● Problem: The records, repeated exactly and in full, are the expected answer.

Saved data entries:

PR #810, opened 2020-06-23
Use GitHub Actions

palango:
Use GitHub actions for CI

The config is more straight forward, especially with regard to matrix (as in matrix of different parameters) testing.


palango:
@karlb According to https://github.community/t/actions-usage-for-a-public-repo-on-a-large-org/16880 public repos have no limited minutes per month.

● Answer space:
PR #810, opened 2020-06-23
Use GitHub Actions

palango:
Use GitHub actions for CI

The config is more straight forward, especially with regard to matrix (as in matrix of different parameters) testing.


palango:
@karlb According to https://github.community/t/actions-usage-for-a-public-repo-on-a-large-org/16880 public repos have no limited minutes per month.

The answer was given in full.